» Exercise
Only the lines from the start of the entries up to and including the line with "The notification repository mapper" should be written out, exactly as they stand.

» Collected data

==================================================

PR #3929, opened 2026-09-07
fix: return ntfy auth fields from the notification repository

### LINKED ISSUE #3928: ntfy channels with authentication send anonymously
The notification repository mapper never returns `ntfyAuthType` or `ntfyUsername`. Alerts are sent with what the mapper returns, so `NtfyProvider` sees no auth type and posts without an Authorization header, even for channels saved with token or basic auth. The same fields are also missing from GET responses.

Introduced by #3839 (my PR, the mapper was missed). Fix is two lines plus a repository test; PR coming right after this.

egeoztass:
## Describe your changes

==================================================

» Response below
PR #3929, opened 2026-09-07
fix: return ntfy auth fields from the notification repository

### LINKED ISSUE #3928: ntfy channels with authentication send anonymously
The notification repository mapper never returns `ntfyAuthType` or `ntfyUsername`. Alerts are sent with what the mapper returns, so `NtfyProvider` sees no auth type and posts without an Authorization header, even for channels saved with token or basic auth. The same fields are also missing from GET responses.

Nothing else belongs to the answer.